# Speedfan plugin for Rainmeter



## Eon the Wolf (Oct 8, 2010)

(I believe this is the right spot)
Right! I'm starting to use a beautiful skin for a little known program called rainmeter, and I was curious....It has CPU temps n such n hdd temps n the whole 9 yards via Speedfan...But uh...My pc doesn't record the 4th core's temp :/...
It only has 
GPU
Temp 1-3 (These are the cores from what I've come to understand)
HD 0-1 (Obvious, I should hope)
Core
Core
Ambient.

Now ambient is always 0.
However....The first 'core' is always in the 40 C range, and the 2nd is usually in the 60 C range...I've had no luck figuring out what they're for (I read once that Core referred to the inside of the CPU and/or the case but uh...honestly...I have no idea what these 2 'cores' are actually monitoring...)

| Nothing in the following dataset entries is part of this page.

PR #406, opened 2023-12-01
The manifest rebase

terrykong:


.github/container/Dockerfile.jax
```diff
@@ -1,16 +1,10 @@
 ARG BASE_IMAGE=ghcr.io/nvidia/jax-toolbox:base
-ARG REPO_JAX="https://github.com/google/jax.git"
-ARG REPO_XLA="https://github.com/openxla/xla.git"
-ARG REPO_FLAX="https://github.com/google/flax.git"
-ARG REPO_TE="https://github.com/NVIDIA/TransformerEngine.git"
-ARG REF_JAX=main
-ARG REF_XLA=main
-ARG REF_FLAX=main
-ARG REF_TE=main
+ARG SRC_MANIFEST_FILE=manifest.yaml
```
yhtang, line 2: I would prefer we place the manifest file parsing mechanism in the CI code, while maintaining simple Dockerfiles. Otherwise the Dockerfile will no longer be self-contained and less reusable by external users.

.github/container/Dockerfile.jax
```diff
@@ -22,22 +16,28 @@ ARG BUILD_DATE
...
+
+ADD --chmod=777 create-distribution.sh ${DEST_MANIFEST_DIR}/
+COPY ${SRC_MANIFEST_FILE} ${DEST_MANIFEST_DIR}/${SRC_MANIFEST_FILE}
+COPY patches/ ${DEST_MANIFEST_DIR}/patches/
+
+RUN get-source.sh -l jax -m ${MANIFEST_FILE}
 RUN --mount=type=ssh \
     --mount=type=secret,id=SSH_KNOWN_HOSTS,target=/root/.ssh/known_hosts \
-    git clone "${REPO_XLA}" "${SRC_PATH_XLA}" && cd "${SRC_PATH_XLA}" && git checkout ${REF_XLA}
+    get-source.sh -l xla -m ${MANIFEST_FILE}
```
yhtang, line 37: Similarly, `get-source` should be preferrably self-contained.

.github/container/bump.sh
```diff
@@ -0,0 +1,97 @@
+#!/bin/bash
```
yhtang, line 1: `bump.sh` -> `.github/workflows/scripts/bump-manifest.sh` so that the logic remains in CI?

.github/container/manifest.yaml
```diff
@@ -0,0 +1,103 @@
+# Updated in: 2023-12-01
```
yhtang, line 1: Move to either `.github/workflows` or just root?

.github/container/Dockerfile.base
```diff
@@ -38,12 +38,24 @@ RUN <<"EOF" bash -ex
...
+# Patch is specific to 23.3.1
+# Generated via: "git diff > pip-vcs-equivalency.patch"
+ADD pip-vcs-equivalency.patch /opt/pip/
+RUN <<EOF bash -e -x
+cd /opt/pip
+git apply </opt/pip/pip-vcs-equivalency.patch
+git add -u
+git commit -m 'Adds JAX_TOOLBOX_VCS_EQUIVALENCY as a trigger to treat all github VCS installs for a package as equivalent. The spec of the last encountered version will be used'
+EOF
+RUN pip install --upgrade --no-cache-dir -e /opt/pip pip-tools && rm -rf ~/.cache/*
```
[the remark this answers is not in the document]
yhtang: Ah I see. That should be sufficient. BTW, another point to note is that giving the baking (pip-compile + pip-sync) step will be independent between the upstream and rosetta containers, it is technically possible to let the upstream JAX/T5X/PAX/etc packages use free-floating VCS installs and rosetta containers use pinned VCS installs. Whether it will bring in any advantage is another question, though.

.github/container/Dockerfile.jax
terrykong: Don't we want to be prescriptive here since the jax ecosystem is difficult to pin down and we don't want external users to run into the same issues as us? In this case the prescription is: an external user has to use a manifest file to build the jax-toolbox containers.

I agree we want the dockerfiles to be simple and self-contained. I guess "simple" here is subjective, but I think the change to only require a two build args + `COPY` to get the manifest in, takes away the many `--build-args` one would need to build any of the images. Could you elaborate on what I can make simpler?

terrykong:
Sorry @yhtang . I just realized we've been commenting on the wrong PR. I only meant to have this open to confirm github was better after the rebase. Will close this in favor of #405

PR #418, opened 2023-12-08
Fix syntax error in _build_rosetta

hemildesai:


terrykong (approved):
Assuming CI passes. FFTM

PR #419, opened 2023-12-11
Cancel orphaned slurm jobs

### LINKED ISSUE #415: Need to cancel orphaned SLURM jobs
Currently, if a multi-node CI job submits a SLURM job and then gets canceled while waiting for the SLURM job to run, the SLURM job will become orphaned: it will be left in the queue to run, thus wasting computing resources, even though its result will not be collected. To fix this, we need to:

1. Keep track of the submitted SLURM job id, e.g. using a step output variable
2. Define a cancellation step that runs if the job is canceled using the `if: canceled ()` condition to properly remove the SLURM job.

This will help to reduce the congestion in our CI cluster, especially when repeated updates to a PR cause the SLURM queue to be flooded with orphaned CI jobs.

yhtang:
Fixes #415 

Currently, if a multi-node CI job submits a SLURM job and then gets canceled while waiting for the SLURM job to run, the SLURM job will become orphaned: it will be left in the queue to run, thus wasting computing resources, even though its result will not be collected. This is fixed by:
1. Keeping track of the submitted SLURM job id using the `SLURM_JOB_ID` step output variable
2. Defining a cancellation step that runs if the job is canceled cancel the SLURM job.

The effect of cancellation is verified by manually cancelling the following sandbox workflow:
https://github.com/NVIDIA/JAX-Toolbox/actions/runs/7173955368

### DIFF
--- a/.github/workflows/_runner_ondemand_slurm.yaml
+++ b/.github/workflows/_runner_ondemand_slurm.yaml
@@ -54,42 +54,57 @@ jobs:
         id: submit
         shell: bash -x -e {0}
         run: |
-          ssh ${{ secrets.CLUSTER_LOGIN_USER }}@${{ vars.HOSTNAME_SLURM_LOGIN }} \
-            sbatch --parsable \
-          <<"EOF"
-          #!/bin/bash
-          #SBATCH --job-name=${{steps.meta.outputs.JOB_NAME }}
-          #SBATCH --exclusive
-          #SBATCH --nodes=1
-          #SBATCH --tasks=1
-          #SBATCH --gpus-per-node=8
-          #SBATCH --time="${{ inputs.TIME }}"
-          #SBATCH --output=${{ steps.meta.outputs.LOG_FILE }}
+          SLURM_JOB_ID=$(
+            ssh ${{ secrets.CLUSTER_LOGIN_USER }}@${{ vars.HOSTNAME_SLURM_LOGIN }} \
+              sbatch --parsable \
+            <<"EOF"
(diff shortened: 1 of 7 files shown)


.github/workflows/_runner_ondemand_slurm.yaml
```diff
@@ -93,3 +94,17 @@ jobs:
             -e DOCKERD_IN_RUNNER=true \
             ghcr.io/yhtang/actions-runner-dind:ubuntu-22.04  # use personal repo for the time being to avoid auth/cost issues
           EOF
+
+          echo "SLURM_JOB_ID=$(cat ${SLURM_JOB_ID_FILE})" >> $GITHUB_OUTPUT
+
+      - name: Wait for SLURM job to complete
+        shell: bash -x -e {0}
+        run: |
+          while ssh ${{ secrets.CLUSTER_LOGIN_USER }}@${{ vars.HOSTNAME_SLURM_LOGIN }} squeue -j${{ steps.submit.outputs.SLURM_JOB_ID }} > /dev/null 2>&1; do echo "wait"; sleep 15; done
```
terrykong, line 103: Would it be more robust to exit only if the squeue command returns that the job status is completed? This looks like it'll fail if `ssh` fails to connect (for w/e networking reason)

yhtang: Makes sense. In fact we could harden all places of SSH usage for such possibilities. Maybe worth another PR for it.

terrykong (approved):

PR #421, opened 2023-12-12
[Draft] Make the t5x container work on Aarch64

nouiz:
Replace https://github.com/NVIDIA/JAX-Toolbox/pull/252 with updates for the new pip-compile changes.

grain-nightly is installed as a dependency. But the wheel is bugged. It is marked as arch independent, but it is arch dependent.
When I try to build locally, it fails.

### DIFF
--- a/.github/container/Dockerfile.t5x
+++ b/.github/container/Dockerfile.t5x
@@ -15,6 +15,46 @@ ARG REPO_T5X
 ARG REF_T5X
 ARG SRC_PATH_T5X
 
+# force a recent version to have latest protobuf dep
+# Install now as some build need them.
+RUN pip install "tensorflow_datasets==4.9.2"
+RUN pip install "tensorflow==2.13.0"
+RUN pip install "chex==0.1.7"
+RUN <<"EOF" bash -ex
+cd /opt
+git clone http://github.com/tensorflow/text.git
+cd text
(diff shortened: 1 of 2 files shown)


yhtang (commented):
To ensure Python dependencies are installed atomically by pip-tools in a single step, we need to refactor this Dockerfile to:
1. use multi-stage build, so that packages that are only needed for building certain dependencies are installed to some 'builder' stage but not carries over to the mealkit/final image.
2. instead of using `pip install` to directly install packages, add them to a `requirements-XYZ.in` file in `/opt/pip-tools.d`.

An example of this paradigm is in the [pax arm64 dockerfile](https://github.com/NVIDIA/JAX-Toolbox/blob/7eaa5d2f0fc192dcd902928fa958127273c89e0a/.github/container/Dockerfile.pax.arm64), where the `tftext-builder` and `lingvo-builder` stages are used to build the respectively wheels, while the actual packages to be installed in the final image is [specified via `/opt/pip-tools.d`](https://github.com/NVIDIA/JAX-Toolbox/blob/7eaa5d2f0fc192dcd902928fa958127273c89e0a/.github/container/Dockerfile.pax.arm64#L108).

nouiz:
Continued in https://github.com/NVIDIA/JAX-Toolbox/pull/484

PR #433, opened 2023-12-19
Use aarch distribution of protobuf instead of building from src for lingvo

hemildesai:
To fix ARM builds, instead of building protos from source, changed https://github.com/tensorflow/lingvo/blob/master/lingvo/repo.bzl#L235 to use the aarch_64 release. There was a proto related error when trying to build them from source which is hard to debug without upstream support. Using the `aarch64` release for protos directly avoids compilation of protos and fixes the issue. This skips tests for lingvo since there are some flaky tests (occurring on both aarch64 and x86). We can revisit the tests later (or sync with upstream team)


nouiz (approved):
LGTM

PR #436, opened 2023-12-20
Fix default base image with schedule workflow trigger

ashors1:
Github workflows do not have access to the `workflow-trigger` defaults when workflows are automatically triggered. Because of this, the jax `BASE_IMAGE` was empty when running the scheduled build, causing the build to fail.


nouiz (approved):
LGTM.

PR #439, opened 2023-12-21
Fix extract-patches to look for correct patch dir in image

hemildesai:
`extract-patches.sh` looks for incorrect dir in image which results in https://github.com/NVIDIA/JAX-Toolbox/actions/runs/7279876719/job/19837106057#step:13:24

This PR fixes the script to look in the correct path and make that path configurable.

Example workflow - https://github.com/NVIDIA/JAX-Toolbox/actions/runs/7282838670

### DIFF
--- a/rosetta/scripts/extract-patches.sh
+++ b/rosetta/scripts/extract-patches.sh
@@ -6,13 +6,14 @@ cd $SCRIPT_DIR
 if [[ $# -lt 1 || $# -gt 2 ]]; then
   echo "Copies the patches from within an image to the GIT_ROOT/rosetta/patches dir"
   echo
-  echo "Usage: $0 <image> <rosetta dir: default GIT_ROOT/rosetta/>"
+  echo "Usage: $0 <image> <patch dir in image: default /opt/manifest.d/patches> <rosetta dir: default GIT_ROOT/rosetta/>"
   exit 1
 fi
 
 IMAGE=$1
-ROSETTA_DIR=${2:-$(readlink -f ../)}
+IMAGE_PATCH_DIR=${2:-"/opt/manifest.d/patches"}
+ROSETTA_DIR=${3:-$(readlink -f ../)}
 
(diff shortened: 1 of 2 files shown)


rosetta/scripts/extract-patches.sh
```diff
@@ -6,13 +6,14 @@ cd $SCRIPT_DIR
...
   echo
-  echo "Usage: $0 <image> <rosetta dir: default GIT_ROOT/rosetta/>"
+  echo "Usage: $0 <image> <patch dir in image: default /opt/manifest.d/patches> <rosetta dir: default GIT_ROOT/rosetta/>"
   exit 1
 fi
 
 IMAGE=$1
-ROSETTA_DIR=${2:-$(readlink -f ../)}
+IMAGE_PATCH_DIR=${2:-"/opt/manifest.d/patches"}
+ROSETTA_DIR=${3:-$(readlink -f ../)}
```
terrykong, line 15: I think this should be the directory under `.github/container/patches`, so

```suggestion
ROSETTA_DIR=${3:-$(readlink -f ../../.github/container/)}
```

The patches used to be under `./rosetta/patches` but that was before the manifest was introduced.

terrykong: Actually, now that I think about it, this is no longer needed b/c the patches are stored in the trial branch. We can keep this script as a helper, but I think it would be better to just remove these lines:

https://github.com/NVIDIA/JAX-Toolbox/blob/main/.github/workflows/_build_rosetta.yaml#L144-L151

hemildesai: Removed in https://github.com/NVIDIA/JAX-Toolbox/pull/439/commits/f0f3c880a105bbf1c01f3a4e5bb82845543b09d2

terrykong (approved):
LGTM. Fftm assuming CI passes

PR #440, opened 2023-12-26
Synchronization of Trigger JAX Toolbox action jobs from XLA CI. 

### LINKED ISSUE #234: Add sitrep generation for the Rosetta containers build workflow

### LINKED ISSUE #237: Add sitrep generation for the TE tests workflow

### LINKED ISSUE #238: Add sitrep generation for the Rosetta tests workflow

hmonishN:
Added changes to synchronize the job execution result of ci workflow jobs that get's triggered from Trigger JAX Toolbox action repo as part of XLA CI. Following are the details of the changes added:

1. Added changes to generate sitrep file to dump the job result summary for rosetta t5x and pax build and test jobs, test_te job.
2. Added changes in finalize.yaml file to consolidate the sitrep files generated for each job into one single sitrep file (final_sitrep.json) and saved it into artifacts.

The final_sitrep.json file is parsed as part of the post processing step in Trigger JAX Toolbox action repo and the results is displayed in a tabular format.

Workflow run for above changes: https://github.com/NVIDIA/JAX-Toolbox/actions/runs/7332912108

Closes #238 
Closes #237 
Closes #234


.github/workflows/_finalize.yaml
```diff
@@ -8,7 +8,11 @@ on:
         description: Update the landing page badges with run outcomes
         default: false
         required: false
-
+      ARTIFACT_NAME:
+        type: string
+        description: 'Name of the artifact zip file'
+        required: false
+        default: 'artifact-final-job-status'
```
yhtang, line 15: Can we make the default name more intuitive so that it standup out among a bunch of artifacts that "this is THE final report"?

yhtang (changes requested):
LGTM with some minor nitpicks 😄 
Before merging, I would also like to manually inspect the collective sitreps that the workflow generates to make sure the contents match expectations.

.github/workflows/_build_rosetta.yaml
```diff
@@ -178,7 +178,7 @@ jobs:
       - name: Upload sitrep and badge
         uses: actions/upload-artifact@v3
         with:
-          name: ${{ env.ARTIFACT_NAME_FULL }}
+          name: ${{ inputs.ARTIFACT_NAME }}-${{ inputs.BASE_LIBRARY }}-${{ inputs.ARCHITECTURE }}
```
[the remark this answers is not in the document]
terrykong: Doesn't this change effectively undo what's on line 57?

.github/workflows/_build_rosetta.yaml
```diff
@@ -140,27 +140,27 @@ jobs:
...
-
+            
       - name: Generate sitrep
         if: success() || failure()
         shell: bash -x -e {0}
         run: |
           # bring in utility functions
           source .github/workflows/scripts/to_json.sh
 
-          badge_label='${{ inputs.BASE_LIBRARY }} ${{ inputs.ARCHITECTURE }} build'
```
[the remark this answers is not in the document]
terrykong: I think we shouldn't introduce `Rosetta` in the `badge_label=` since we made the product decision a while back to just offer/advertise "t5x" where "upstream-t5x" is the internal package in case we need that. So for consistency, my opinion is to remove it from the summary as well.

Also our badges are pretty minimal right now:
image
Assuming we introduce two badges (one for arm one for amd), perhaps we should have the badge label just be `${{ inputs.ARCHITECTURE }}` and show both the arm/amd build badges on the frontpage readme. I'm thinking this full name might actually be redundant.

I feel that each stages badge_label shouldn't contain the "base library" or "framework" since that will be part of the badge json endpoint filename. Does that align with how you thought of sitreps & badges @yhtang ?

.github/workflows/_test_te.yaml
```diff
@@ -51,20 +69,61 @@ jobs:
...
+            errors total_tests passed_tests failed_tests \
+            badge_label badge_color badge_message \
+          > /log/sitrep.json
+
+          schemaVersion=1 \
+          label="${badge_label}" \
+          message="${badge_message}" \
+          color="${badge_color}" \
+          to_json schemaVersion label message color \
+          > /log/$te-unit-test.json
```
terrykong, line 109: Is that dollar sign reference intentional?

.github/workflows/_test_te.yaml
```diff
@@ -106,6 +168,7 @@ jobs:
         id: submit
         shell: bash -O expand_aliases -x -e {0}
         run: |
+          cd $GITHUB_WORKSPACE
```
terrykong, line 171: Why do you `cd` to the workspace here, and in several other places?

.github/workflows/_build_rosetta.yaml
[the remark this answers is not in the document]
yhtang: In other words, it is OK for the JSON endpoint file to contain `"label": "T5X nightly build"`, and while we place the badge in the T5X row and the build column, we will replace the label with `https://img.shields.io/endpoint?label=nightly...`

terrykong:
Note to add all the sitrep issues this closes

.github/workflows/_build_rosetta.yaml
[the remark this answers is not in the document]
terrykong: Oh cool, I didn't know you could override, that voids my suggestion.

And just to address the initial question, `BASE_LIBRARY` doesn't encode the information of rosetta or upstream. Putting "Rosetta T5x" and "Upstream T5x" in the badge_label/summary sounds okay to me since we wouldn't be surfacing that in the front-page readme

.github/workflows/_build_rosetta.yaml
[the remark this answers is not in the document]
hmonishN: changed it back to: 
name: ${{ env.ARTIFACT_NAME_FULL }}

.github/workflows/_test_te.yaml
hmonishN: fixed the typo.

.github/workflows/_test_te.yaml
hmonishN: in _ci.yaml file since we run multiple build and test jobs for jax, t5x, pax I did notice that sometimes the current working dir gets changed because of previous job and is not the GITHUB_WORKSPACE dir due to which it either throws error for repo files not found (e.g. to_json.sh) or the files get dumped at different locations and when we are saving the artifact it either complains about the folder/file doesn't exist or the dumped file is missing. for eg. in this run: https://github.com/NVIDIA/JAX-Toolbox/actions/runs/6741297375/job/18326079678#step:9:45

.github/workflows/_finalize.yaml
hmonishN: something like: artifact-the-final-report?

.github/workflows/_test_te.yaml
terrykong: Interesting. I never noticed this before, have you seen this before @yhtang ?

I'm surprised since it's not obvious previous jobs change the working directory. Out of curiosity, does setting the [default for the entire job work](https://docs.github.com/en/actions/using-workflows/workflow-syntax-for-github-actions#example-setting-default-run-step-options-for-a-job)?

yhtang: Each GitHub Actions "job" runs in a clean VM so it's unlikely that a previous job can chang the working path of a later job. However, an earlier job *step* can change that for a later step.

For the particular job that failed, it looks like the reason is that the repo is not checked out at all. Note that GitHub Actions does not by default check out the triggering repo. It needs to be done using `actions/checkout`.

.github/workflows/_finalize.yaml
```diff
@@ -112,16 +116,22 @@ jobs:
...
-      #       echo "$(dirname $f): $(cat $f)," >>
-      #     done
+      - name: Concatenate all sitreps
+        shell: bash -x -e {0}
+        run: |
+          # combine all sitreps files into a single file, where each sitrep json sits
+          # in a field named by the folder that contained it
 
+          echo "{" >> final_sitrep.json
+          find -name "sitrep.json" | while read -s f; do
```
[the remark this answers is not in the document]
hmonishN: Used jq to concatenate all json files.

.github/workflows/_finalize.yaml
```diff
@@ -112,16 +116,22 @@ jobs:
...
+            echo "\"$(dirname $f)\"": "$(cat $f)," >> final_sitrep.json
+          done
+          echo "\"END\": 1 }" >> final_sitrep.json
+      - name: Upload training logs as artifacts
+        uses: actions/upload-artifact@v3
+        with:
+          name: ${{ inputs.ARTIFACT_NAME }}
+          path: ./final_sitrep.json
```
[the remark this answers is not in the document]
hmonishN: changed it to sitrep.json

.github/workflows/_test_te.yaml
hmonishN: Yeah I did add checkout step too but sometimes the current working dir gets changed maybe because of earlier job step. I do cd just to make sure I am dumping the data in the right dir to save it into artifact, it's just a safe thing to do without causing any issue.

yhtang: That's perfectly fine.

yhtang:
> Note to add all the sitrep issues this closes

I just added these to the PR description.

yhtang (approved):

And that brings me to the problem. My 4th cpu core isn't being read...and I have no idea why I have two numberless readings that are called the exact same thing....I believe I know why Ambient is always 0 (no real sensors to monitor such a thing) so no need for me to wonder bout that....Can anyone help figure out this great mystery? 

(If this is in the wrong section, feel free to move it ^^

EDIT: Also, in the section listing fans, I have fans numbered from 1-5, but only the first 2 have RPM listed...I've been told that's because there aren't censors or some such for the other fans (I've got the various fans on the GPU n such, but also 3 extra fans of my own....2 80 mm fans located at a side panel n front panel hole, and a typical 160 mm in the back) so whenever I see 'Fan 0 RPM' it always makes me wonder which fan it's trying to measure, or which fan(s) aren't registering and/or why, if it is actually a sensor issue or something else....(I believe this is more of a hardware issue though, but I figured I'd throw it out there since Speedfan DOES register it...)


----------